:: Supplied records ::

PR #7277, opened 2026-05-27
Begin to remove all blocking IO from core

PThorpe92:
This PR begins to remove any calls to `wait_for_completion` or `io.block` internally, as these are problematic for two reasons:

1. They can cause hanging on platforms like WASM who rely on IO being driven externally by the runtime
2. For external consumers who rely on using turso in a multi-tenant + async context

This PR begins the work necessary to remove both of those methods from the IO trait, as we should have all of our IO yield in place of blocking internally.

The largest segment of work done is in `Pager::read_page` which previously returned `Result<(PageRef, Option<Completion>)>`:
meaning that you got back a `locked` page and an  IO Completion to possibly wait on.. this was a pretty decent API because it allowed you to store the PageRef in some state machine, then yield on that IO Completion. The problem was for the cache-spilling path: we had to block on any spilling IO because that meant you could no longer get back that locked PageRef as part of the `read_page` API: now you had to deal with the fact you might yield before the page is even inserted into the cache.. so ALL call-sites in the BTree may now yield before any PageRef exists. This PR solves this problem very carefully by creating new state machines in the BTree and creating a PendingRead API in the pager which caches any pending page reads pending cache-spilling IO for re-entrancy. *Each new possible yield point is commented for it's re-entrant safety.*

**Will need to run this branch on antithesis before merging** but I have ran the simulator with io-uring backend and write-heavy-spill profile locally and everything seems to work fine so far

### DIFF
--- a/core/storage/btree.rs
+++ b/core/storage/btree.rs
@@ -887,19 +887,14 @@ impl BTreeCursor {
             let state = self.is_empty_table_state.clone();
             match state {
                 EmptyTableState::Start => {
-                    // On `IO(spill_c)` we have not produced a page yet — leave
-                    // the state at `Start` so re-entry restarts here and the
-                    // pager's pending-read tracking returns the same PageRef.
-                    match self.pager.read_page(self.root_page)? {
-                        IOResult::Done((page, c)) => {
-                            self.is_empty_table_state = EmptyTableState::ReadPage { page };
-                            if let Some(c) = c {
-                                io_yield_one!(c);
-                            }
-                        }
-                        IOResult::IO(IOCompletions::Single(spill_c)) => {
-                            io_yield_one!(spill_c);
-                        }
+                    // On spill `return_if_io!` propagates `IO` up unchanged —
+                    // we have not produced a page yet, the state stays at
+                    // `Start`, and re-entry resumes here with the pager's
+                    // pending-read tracking returning the same PageRef.
+                    let (page, c) = return_if_io!(self.pager.read_page(self.root_page));
+                    self.is_empty_table_state = EmptyTableState::ReadPage { page };
+                    if let Some(c) = c {
+                        io_yield_one!(c);
                     }
                 }
                 EmptyTableState::ReadPage { page } => {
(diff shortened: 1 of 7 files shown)


core/storage/btree.rs
```diff
@@ -839,10 +887,19 @@ impl BTreeCursor {
...
+                    // the state at `Start` so re-entry restarts here and the
+                    // pager's pending-read tracking returns the same PageRef.
+                    match self.pager.read_page(self.root_page)? {
+                        IOResult::Done((page, c)) => {
+                            self.is_empty_table_state = EmptyTableState::ReadPage { page };
+                            if let Some(c) = c {
+                                io_yield_one!(c);
+                            }
+                        }
+                        IOResult::IO(IOCompletions::Single(spill_c)) => {
```
jussisaurio: Since we already have `io_yield_one!` and this repeats a lot, is there a `return_if_io!()` type macro we could use for `pager.read_page()` for the common case where `IOResult::IO` does pretty much the same thing every time?

core/storage/btree.rs
jussisaurio, line 1124: We mutate `payload` here - if we spill and yield here this will happen twice and probably corrupt something.

jussisaurio, line 5954: another mutation that's not yield-safe as far as I can tell

jussisaurio, line 5963: another mutation that's not yield-safe as far as I can tell

jussisaurio: Fixed in https://github.com/tursodatabase/turso/pull/7277/commits/f1911fe84bf2215518ad354e38088e54d951e045

jussisaurio: Fixed in https://github.com/tursodatabase/turso/pull/7277/commits/f1911fe84bf2215518ad354e38088e54d951e045

jussisaurio: Fixed in https://github.com/tursodatabase/turso/pull/7277/commits/f1911fe84bf2215518ad354e38088e54d951e045

core/storage/btree.rs
PThorpe92: yeah a bunch of those call-sites could just use `return_if_io!`. updated :+1:

PR #7283, opened 2026-05-28
Rework Dockerfiles to use a `.dockerignore`

LeMikaelF:
## Description

We had an issue where the Antithesis build was failing because we forgot to update it when adding a new crate. This is because the build uses `cargo chef` and it needs to walk the whole workspace. Previously, we added crates one by one, but this was brittle.

So I changed the dockerfiles to copy the whole source tree, and I added entries to the `.dockerignore` to ignore the files/directories that could be problematic.

That way, we'll never have a broken build because we forgot to modify the dockerfiles again.

Result: https://github.com/tursodatabase/turso/actions/runs/26573458483

image

## Description of AI Usage

Claude Code

### DIFF
--- a/testing/sqlancer/sqlancer-runner/Dockerfile.sqlancer
+++ b/testing/sqlancer/sqlancer-runner/Dockerfile.sqlancer
@@ -18,65 +18,19 @@ WORKDIR /app
 
 # Prepare recipe for caching
 FROM chef AS planner
-COPY Cargo.toml Cargo.lock ./
-COPY core ./core/
-COPY bindings ./bindings/
-COPY extensions ./extensions/
-COPY macros ./macros/
-COPY sync ./sync
-COPY parser ./parser/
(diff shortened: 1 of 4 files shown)


testing/sqlancer/sqlancer-runner/Dockerfile.sqlancer
```diff
@@ -18,65 +18,19 @@ WORKDIR /app
...
+RUN --mount=type=bind,source=.,target=/app \
+    cargo chef prepare --recipe-path /tmp/recipe.json
 
 #
 # Stage 2: Build native library and JAR
 #
 FROM chef AS builder
 
-COPY --from=planner /app/recipe.json recipe.json
+COPY --from=planner /tmp/recipe.json recipe.json
```
LeMikaelF, line 29: `/tmp` instead of `/app` because `/app` is now a read-only bind mount.

PR #7293, opened 2026-05-29
core: Add WITHIN GROUP ordered-set aggregates

glommer:
Implement the SQL-standard ordered-set aggregate syntax `f(args) WITHIN GROUP (ORDER BY x)` for mode(), percentile_cont() and percentile_disc() as first-class core aggregates.

WITHIN is a context-sensitive keyword (only after `)` + GROUP), so it remains usable as an identifier. The planner rewrites the ordered-set form into uniform aggregate args and rejects unsupported variants (DESC/NULLS, multi-column ORDER BY, DISTINCT) with clear errors rather than returning wrong results.

The percentile fraction is a direct argument: it must be constant with respect to the aggregated rows. A reference to the query's own input columns (directly or via a subquery) is rejected, while an outer (correlated) column is allowed, matching PostgreSQL. The fraction's range is validated regardless of row count, so an out-of-range fraction errors even over empty / all-NULL / all-filtered input.

Text ordered sets are collation-aware: mode() and percentile_disc() sort using the value's collation (explicit COLLATE, column-declared collation, or the BINARY default), recorded in the aggregate payload at step time and applied when sorting at finalize.

Validated against PostgreSQL 18 across the accept-path plus corner cases (subqueries, CTEs, FILTER, HAVING, correlated references including an outer-column fraction, expression/CASE order keys, and attached databases). The BINARY default matches PG `COLLATE "C"`; NOCASE / column collations are honored consistently with ORDER BY. Extension-registered Custom collations fall back to BINARY at finalize, consistent with the engine's other connection-less comparison paths.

:::

## Task prompt
If a line in the records holds the word "those", count it, then give only the total.

## Exercise answer
2